---------- LISTED ENTRIES

PR #4209, opened 2021-07-05
#4198 save site data on vaccine dispense

### LINKED ISSUE #4198: When saving vaccination site data - store in [transact]custom_data as an object

katherine-sussol:
Fixes #4198

## Change summary

- Adds `Transaction.customData` to mobile schema/sync utils
- Save siteData into `Transaction.customData` when creating a vaccinePrescription if it exists

## Testing

- [ ] Create a prescription with siteData (needs FormSchema with type `VaccineSite`), check Realm Explorer (and/or export and check the contents that way) and verify that the siteData is saved to the transaction
- [ ] Sync to Desktop - check via record browser that [transact].custom_data contains the site data for the vaccine prescription just created 

Dispensing without siteData (and regular customer invoices) should not create any `customData` for the transactions

### DIFF
--- a/src/database/utilities/createRecord.js
+++ b/src/database/utilities/createRecord.js
@@ -566,7 +566,7 @@ const createCustomerRefundLine = (database, customerCredit, transactionBatch) =>
  * @param   {Name}         customer  Customer associated with invoice.
  * @return  {Transaction}
  */
-const createCustomerInvoice = (database, customer, user, mode = 'store') => {
+const createCustomerInvoice = (database, customer, user, mode = 'store', customData = null) => {
   const { CUSTOMER_INVOICE_NUMBER } = NUMBER_SEQUENCE_KEYS;
   const currentDate = new Date();
   const invoice = database.create('Transaction', {
@@ -581,6 +581,7 @@ const createCustomerInvoice = (database, customer, user, mode = 'store') => {
     otherParty: customer,
     enteredBy: user,
     mode,
+    customData: JSON.stringify(customData),
   });
 
   database.save('Transaction', invoice);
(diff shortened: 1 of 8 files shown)


katherine-sussol:
Oops something weird happened with my diff 🙀

src/database/utilities/createRecord.js
```diff
@@ -566,7 +566,7 @@ const createCustomerRefundLine = (database, customerCredit, transactionBatch) =>
  * @param   {Name}         customer  Customer associated with invoice.
  * @return  {Transaction}
  */
-const createCustomerInvoice = (database, customer, user, mode = 'store') => {
+const createCustomerInvoice = (database, customer, user, mode = 'store', customData = null) => {
```
joshxg, line 569: `JSON.stringify(null) === 'null'` - maybe not what we want? think just `''` when empty?

joshxg (approved):
sweet

src/database/utilities/createRecord.js
katherine-sussol: Eep, thanks

katherine-sussol: Did a bit more testing, think it's better to set the record value to `null` if not provided (for consistency with `parseJSONData` in `incomingSyncUtils`) so transactions without `customData` in mobile are consistent with those synced from Desktop 🤣  
(prev impl had records from Desktop with `null` and those from Mobile with `''` - oops)

Soz bit late response as well, too much fun testing different JSON schemas out 😹 
25641e3

joshxg: Ah, good points!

--------------------

### THE PROBLEM
Answer with one number only, the count of lines in the material above that hold "just".

### TASK OUTPUT
2